I know you guys will be wondering what this is saying. Somewhere her sugar has not diminished, it has become more. But it's not both. Most doctors or consultants in the West consider it not a disease but a 'condition' that can often be controlled by changing the way they live. Many patients have eliminated it from the root.
I remember when I first came out of the doctor's clinic for a test, and a friend who was waiting there told me that the doctor was saying that your sugar level was at a level where you might have diabetes. So I muttered 'How sweet' from my friend's mouth.

Be assured that this 'How Sweet' too has a lot of control over your disease. That means be happy. You can also be a good 'life partner' with him if you do not mentally dominate him.
Some things I learned
Many people are afraid to get an injection if they are diabetic and insist on the doctor to give them pills. Pills are fine but they are not a direct change of insulin. Insulin injection provides you with insulin that is fast enough to break the dose. Otherwise, sugar can affect your heart, kidneys and eyes, and other organs in your blood. Insulin does not cure diabetes but can 'manage' it.
If you are not really banned by the doctor, then eat whatever you want, but be careful not to overdo it, you are taking the injection and you must do an activity or exercise that you have eaten, ie. Energy should be separate from glucose, etc. which is needed by the muscles and other organs of the body and waste. Sugar should be broken at all costs. If this is not the case, it joins and destroys body parts in the same way.

Keep an eye on diabetes to find out when it is up or down during the day. This lets you create your own routine.
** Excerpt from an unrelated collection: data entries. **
PR #522, opened 2021-02-19
[DOCS] Updates Create Rule API docs for Threshold and Indicator Match Rules 

spong:
This is a rough pass at updating the [Create Rule API docs](https://www.elastic.co/guide/en/security/current/rules-api-create.html#_request_body) for the recent changes surrounding `Threshold` and `Indicator Match` rules. @madirey and @rylnd if you could verify these changes and if any additional fields should be documented that would be greatly appreciated. 🙂 

Resolves: https://github.com/elastic/kibana/issues/91965

Note: The grouping of optional fields per rule type makes these docs difficult to maintain (for me at least 😅), as you need to cross reference each optional field from each type, plus I'd bargain our users might find it useful to be able to look at all fields per each rule type independently. Something to verify with users/discuss, but would be a nice add for maintaining these docs (outside of writing scripts to generate the groupings).

##### Threshold Rules:
For more details on `cardinality_field` and `cardinality_value` see: https://github.com/elastic/kibana/pull/90826

##### Indicator Match Rules:

For more details on `threat_filters` see: https://github.com/elastic/kibana/pull/91260

### DIFF
--- a/docs/detections/api/rules/rules-api-create.asciidoc
+++ b/docs/detections/api/rules/rules-api-create.asciidoc
@@ -160,11 +160,11 @@ whether an alert is generated.
 |threshold |Object a|Defines the field and threshold value for when alerts
 are generated, where:
 
-* `cardinality_field` (string, required): The field on which the cardinality is applied. If
-you specify an empty field (`""`), alerts are generated when the query returns
-at least the number of results specified in the `value` field.
-* `cardinality_value` (integer, required): The threshold value from which an alert is
-generated based on unique number of values of cardinality_field.
+* `cardinality` (Array of length 1): The field on which the cardinality is applied.
+* `cardinality.field` (string, required): The field on which to calculate and compare the
+cardinality.k
+* `cardinality.value` (integer, required): The threshold value from which an alert is
+generated based on unique number of values of `cardinality.field`.
 * `field` (string or string[], required): The field on which the threshold is applied. If
 you specify an empty array (`[]`), alerts are generated when the query returns
 at least the number of results specified in the `value` field.
--- a/docs/detections/api/rules/rules-api-create.asciidoc
+++ b/docs/detections/api/rules/rules-api-create.asciidoc
@@ -160,8 +160,13 @@ whether an alert is generated.
 |threshold |Object a|Defines the field and threshold value for when alerts
 are generated, where:
 
-* `field` (string, required): The field on which the threshold is applied. If
+* `cardinality_field` (string, required): The field on which the cardinality is applied. If
 you specify an empty field (`""`), alerts are generated when the query returns
+at least the number of results specified in the `value` field.
+* `cardinality_value` (integer, required): The threshold value from which an alert is
+generated based on unique number of values of cardinality_field.
+* `field` (string or string[], required): The field on which the threshold is applied. If
+you specify an empty array (`[]`), alerts are generated when the query returns
 at least the number of results specified in the `value` field.
 * `value` (integer, required): The threshold value from which an alert is
 generated.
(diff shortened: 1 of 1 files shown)


docs/detections/api/rules/rules-api-create.asciidoc
```diff
@@ -336,9 +341,12 @@ a detection rule exception (`detection`) or an endpoint exception (`endpoint`).
 |==============================================
 |Name |Type |Description
 
-|threat_filter |Object[]
+|threat_filters |Object[]
 |{ref}/query-filter-context.html[Query and filter context] array used to filter
 documents from the {es} index containing the threat values.
+
+|threat_indicator_path |String
+|Much like an ingest processor, users can use this field to define where their threat indicator can be found on their indicator documents.
```
FrankHassanabad, line 349: @spong , @rylnd looks like the wording for threat_indicator_path is:

```
Much like an ingest processor, users can use this field to define where their threat indicator can be found on their indicator documents.
```

in the docs and on the UI it is:

```
Specify the document path containing your threat indicator fields. Used for enrichment of indicator match alerts. Defaults to threat.indicator unless otherwise specified.
```

Do you want it to be more like the UI for consistency and clarity?

```
Specifies the document path containing your threat indicator fields. Used for enrichment of indicator match alerts. Defaults to threat.indicator unless otherwise specified.
```

rylnd: IMO more variations is better for something like this: if a user still has questions after reading these docs, they may gain a better understanding of the concept after reading the field description in the rule form, or finding relevant commits/comments in kibana if they're particularly tech-savvy.

Note also that [the default value, and the field description](https://github.com/elastic/kibana/pull/92081) both changed for 7.12. I think it'd be useful for 7.12 docs to mention that the default here is `threatintel.indicator`.

docs/detections/api/rules/rules-api-create.asciidoc
```diff
@@ -160,9 +160,14 @@ whether an alert is generated.
 |threshold |Object a|Defines the field and threshold value for when alerts
 are generated, where:
 
-* `field` (string, required): The field on which the threshold is applied. If
+* `cardinality_field` (string, required): The field on which the cardinality is applied. If
```
madirey, line 163: Thanks @spong! This is the current behavior, but the field should not be required, and `cardinality_value` will only be required if `cardinality_field` is supplied. Will be updating this in an upcoming PR. I can change this here when that goes in...

docs/detections/api/rules/rules-api-create.asciidoc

In addition, do not sit down to monitor immediately after eating because it can take up to two hours for glucose to break down and the blood to absorb energy into the body's cells.

The good news is that if you eat a healthy carbohydrates and fiber diet, your blood sugar will automatically decrease. Exercise increases the body's insulin sensitivity, allowing it to absorb more blood sugar.

And if you are not high-risk that your sugar does not go down to dangerous levels and you want to fast nowadays, try 'try'. People whose diabetes does not go down very high may like the average person, but for this you should know when your diabetes can fall. And if so, God's will is not your hand in it.